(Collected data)

PR #977, opened 2019-09-30
refactor: convert data-types files to TypeScript

MichaelSun90:
Contains file type changes from js to ts for ntext.js - xml.js under data-types folder


src/data-types/numeric.ts
```diff
@@ -1,18 +1,19 @@
+import { DataType, ParameterData } from '../data-type';
 const NumericN = require('./numericn');
 
-module.exports = {
+const Numeric: & DataType = {
```
arthurschreiber: Is this a typo? 🤔

IanChokS: (The '&' is unnecessary)

MichaelSun90: oh, I will remove the &. I think I have few other &s need to be removed.

src/data-types/numeric.ts
```diff
@@ -1,18 +1,19 @@
+import { DataType, ParameterData } from '../data-type';
 const NumericN = require('./numericn');
 
-module.exports = {
+const Numeric:DataType = {
```
arthurschreiber: If you let TypeScript know that `resolvePrecision` and `resolveScale` are always defined on this datatype, you can get rid of all the `!` on `this.resolvePrecision` and `this.resolveScale`:

```suggestion
const Numeric: DataType & { resolveScale: NonNullable<DataType['resolveScale']>, resolvePrecision: NonNullable<DataType['resolvePrecision']> }= {
```

This is not super beautiful, but nicer than sprinkling the `!` in all these places. 🤷‍♂ Similar to `any`, `!` can hide bugs and thus I'd try to reduce it's usage as much as possible.

src/data-types/nvarchar.ts
```diff
@@ -29,23 +33,24 @@ module.exports = {
...
-        return parameter.value.toString().length || 1;
+        return value.toString().length || 1;
       }
     } else {
       return this.maximumLength;
     }
   },
 
-  writeTypeInfo: function(buffer, parameter) {
+  writeTypeInfo: function(buffer, parameter:ParameterData<any>) {
```
arthurschreiber: I think you don't have to specify `ParameterData<any>` here (and in other places) anymore:

```suggestion
  writeTypeInfo: function(buffer, parameter) {
```

src/data-types/smallint.ts
```diff
@@ -1,6 +1,8 @@
+import { DataType } from '../data-type';
+
 const IntN = require('./intn');
 
-module.exports = {
+const SmallInt: & DataType = {
```
arthurschreiber: I think there's still a leftover `&` here. 😬 

```suggestion
const SmallInt: DataType = {
```

src/data-types/text.ts
```diff
@@ -1,4 +1,6 @@
-module.exports = {
+import { DataType } from '../data-type';
+
+const Text: { hasTextPointerAndTimestamp:boolean, dataLengthLength: number } & DataType = {
```
arthurschreiber:
```suggestion
const Text: { hasTextPointerAndTimestamp: boolean, dataLengthLength: number } & DataType = {
```

src/data-types/smallmoney.ts
```diff
@@ -1,6 +1,8 @@
+import { DataType } from '../data-type';
+
 const MoneyN = require('./moneyn');
 
-module.exports = {
+const SmallMoney:DataType = {
```
arthurschreiber:
```suggestion
const SmallMoney: DataType = {
```

src/data-types/nvarchar.ts
MichaelSun90: Should we keep the parameter:ParameterData<any> for the places that use "parameter.value.length"? Otherwise, the parameter. the value here will be unknown, and it will complain about calling length based on unknow. 

or we should do: 
const value =parameter.value as any.  instead?

src/data-types/numeric.ts
MichaelSun90: wandering, can 'precision' and 'scale' 'possibly undefined issue' under 'writeTypeInfo', 'writeParameterData' be solved using this similar fashion?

EXERCISE OBJECTIVE: Go through the records and copy each line with "think" in it.

SOLUTION TO THIS EXERCISE:
MichaelSun90: oh, I will remove the &. I think I have few other &s need to be removed.
arthurschreiber: I think you don't have to specify `ParameterData<any>` here (and in other places) anymore:
arthurschreiber: I think there's still a leftover `&` here. 😬 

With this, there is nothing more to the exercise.